§ REQUIRED ACTION
From the first line through the line containing "cnoise.address := LFSRNoiseMaker(cnoise.params.addressBits)", transcribe the records exactly and include no other lines.

§ MATERIAL FOR THIS EXERCISE
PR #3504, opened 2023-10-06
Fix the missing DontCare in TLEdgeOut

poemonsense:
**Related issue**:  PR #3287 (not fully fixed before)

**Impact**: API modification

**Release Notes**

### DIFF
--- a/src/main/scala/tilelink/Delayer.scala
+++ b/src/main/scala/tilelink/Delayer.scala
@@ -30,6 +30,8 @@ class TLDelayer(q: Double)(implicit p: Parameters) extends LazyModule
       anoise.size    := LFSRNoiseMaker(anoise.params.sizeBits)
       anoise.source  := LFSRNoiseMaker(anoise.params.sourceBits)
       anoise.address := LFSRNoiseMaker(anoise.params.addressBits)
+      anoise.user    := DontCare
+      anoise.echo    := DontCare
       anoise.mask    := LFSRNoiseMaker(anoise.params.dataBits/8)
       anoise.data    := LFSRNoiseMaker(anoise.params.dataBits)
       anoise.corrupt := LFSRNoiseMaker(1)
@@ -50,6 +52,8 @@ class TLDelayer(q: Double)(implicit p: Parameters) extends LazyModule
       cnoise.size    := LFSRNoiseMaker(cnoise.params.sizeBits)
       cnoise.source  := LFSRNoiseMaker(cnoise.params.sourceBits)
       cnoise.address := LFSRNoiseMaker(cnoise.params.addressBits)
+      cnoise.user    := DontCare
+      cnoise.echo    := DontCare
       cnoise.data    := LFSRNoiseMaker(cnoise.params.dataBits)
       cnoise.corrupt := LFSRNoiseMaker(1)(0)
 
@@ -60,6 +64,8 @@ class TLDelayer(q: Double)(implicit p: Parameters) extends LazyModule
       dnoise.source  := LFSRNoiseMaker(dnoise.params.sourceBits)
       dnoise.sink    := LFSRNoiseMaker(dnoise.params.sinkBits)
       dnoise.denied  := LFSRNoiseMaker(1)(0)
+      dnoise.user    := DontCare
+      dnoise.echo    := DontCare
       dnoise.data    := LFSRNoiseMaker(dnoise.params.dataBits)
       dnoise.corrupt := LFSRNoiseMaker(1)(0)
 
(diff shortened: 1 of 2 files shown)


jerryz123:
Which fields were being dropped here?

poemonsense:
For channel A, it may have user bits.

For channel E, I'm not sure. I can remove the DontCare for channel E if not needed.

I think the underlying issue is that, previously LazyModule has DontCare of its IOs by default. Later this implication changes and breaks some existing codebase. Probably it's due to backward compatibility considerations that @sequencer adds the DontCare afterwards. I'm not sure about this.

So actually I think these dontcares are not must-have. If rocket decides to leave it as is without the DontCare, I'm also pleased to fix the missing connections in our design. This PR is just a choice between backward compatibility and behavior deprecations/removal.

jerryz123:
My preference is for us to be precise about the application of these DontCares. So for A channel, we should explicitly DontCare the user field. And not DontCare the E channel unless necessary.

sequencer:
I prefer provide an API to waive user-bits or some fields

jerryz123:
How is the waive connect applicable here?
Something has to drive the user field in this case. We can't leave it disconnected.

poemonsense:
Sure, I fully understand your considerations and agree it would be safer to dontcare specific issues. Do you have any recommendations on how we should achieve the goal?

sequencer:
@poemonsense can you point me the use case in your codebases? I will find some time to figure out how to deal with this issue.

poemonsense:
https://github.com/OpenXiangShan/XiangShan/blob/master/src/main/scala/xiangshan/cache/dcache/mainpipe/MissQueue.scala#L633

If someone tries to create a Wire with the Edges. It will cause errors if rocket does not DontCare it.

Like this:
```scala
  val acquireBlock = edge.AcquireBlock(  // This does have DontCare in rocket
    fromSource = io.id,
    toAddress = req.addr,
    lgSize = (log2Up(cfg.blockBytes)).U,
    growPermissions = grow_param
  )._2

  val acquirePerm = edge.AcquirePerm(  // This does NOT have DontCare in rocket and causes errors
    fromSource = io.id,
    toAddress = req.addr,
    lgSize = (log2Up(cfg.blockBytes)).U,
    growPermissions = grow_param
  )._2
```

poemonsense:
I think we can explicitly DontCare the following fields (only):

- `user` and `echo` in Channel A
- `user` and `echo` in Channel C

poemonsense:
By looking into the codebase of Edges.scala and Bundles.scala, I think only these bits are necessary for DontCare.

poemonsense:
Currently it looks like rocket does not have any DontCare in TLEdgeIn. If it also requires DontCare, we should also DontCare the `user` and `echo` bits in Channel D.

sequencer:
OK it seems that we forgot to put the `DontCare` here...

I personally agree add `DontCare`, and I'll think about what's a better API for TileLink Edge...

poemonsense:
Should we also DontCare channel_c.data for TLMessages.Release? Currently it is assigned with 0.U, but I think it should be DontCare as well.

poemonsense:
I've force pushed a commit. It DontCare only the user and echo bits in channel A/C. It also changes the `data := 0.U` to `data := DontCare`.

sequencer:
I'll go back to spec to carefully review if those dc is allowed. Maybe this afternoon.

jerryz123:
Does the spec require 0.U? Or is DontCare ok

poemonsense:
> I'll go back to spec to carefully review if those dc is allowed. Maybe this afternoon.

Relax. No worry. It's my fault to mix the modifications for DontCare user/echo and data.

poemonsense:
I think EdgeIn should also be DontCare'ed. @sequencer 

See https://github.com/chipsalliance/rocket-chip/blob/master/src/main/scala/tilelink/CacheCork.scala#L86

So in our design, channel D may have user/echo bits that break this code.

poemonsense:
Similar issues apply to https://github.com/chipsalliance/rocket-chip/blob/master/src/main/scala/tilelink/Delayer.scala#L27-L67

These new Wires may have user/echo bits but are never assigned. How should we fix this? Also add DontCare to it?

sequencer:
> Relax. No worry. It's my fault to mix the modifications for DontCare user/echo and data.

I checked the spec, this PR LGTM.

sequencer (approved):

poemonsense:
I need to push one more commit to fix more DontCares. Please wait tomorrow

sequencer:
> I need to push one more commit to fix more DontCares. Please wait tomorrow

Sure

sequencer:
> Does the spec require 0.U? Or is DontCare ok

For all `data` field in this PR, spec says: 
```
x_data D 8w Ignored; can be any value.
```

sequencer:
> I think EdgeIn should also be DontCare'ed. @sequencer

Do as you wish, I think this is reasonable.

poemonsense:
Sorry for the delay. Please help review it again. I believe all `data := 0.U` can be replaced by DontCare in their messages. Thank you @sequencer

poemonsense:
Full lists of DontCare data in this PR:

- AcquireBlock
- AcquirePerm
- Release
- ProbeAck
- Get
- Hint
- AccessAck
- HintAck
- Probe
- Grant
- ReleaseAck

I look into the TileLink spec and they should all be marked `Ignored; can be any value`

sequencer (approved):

§ RESPONSE TO THE TASK
PR #3504, opened 2023-10-06
Fix the missing DontCare in TLEdgeOut

poemonsense:
**Related issue**:  PR #3287 (not fully fixed before)

**Impact**: API modification

**Release Notes**

### DIFF
--- a/src/main/scala/tilelink/Delayer.scala
+++ b/src/main/scala/tilelink/Delayer.scala
@@ -30,6 +30,8 @@ class TLDelayer(q: Double)(implicit p: Parameters) extends LazyModule
       anoise.size    := LFSRNoiseMaker(anoise.params.sizeBits)
       anoise.source  := LFSRNoiseMaker(anoise.params.sourceBits)
       anoise.address := LFSRNoiseMaker(anoise.params.addressBits)
+      anoise.user    := DontCare
+      anoise.echo    := DontCare
       anoise.mask    := LFSRNoiseMaker(anoise.params.dataBits/8)
       anoise.data    := LFSRNoiseMaker(anoise.params.dataBits)
       anoise.corrupt := LFSRNoiseMaker(1)
@@ -50,6 +52,8 @@ class TLDelayer(q: Double)(implicit p: Parameters) extends LazyModule
       cnoise.size    := LFSRNoiseMaker(cnoise.params.sizeBits)
       cnoise.source  := LFSRNoiseMaker(cnoise.params.sourceBits)
       cnoise.address := LFSRNoiseMaker(cnoise.params.addressBits)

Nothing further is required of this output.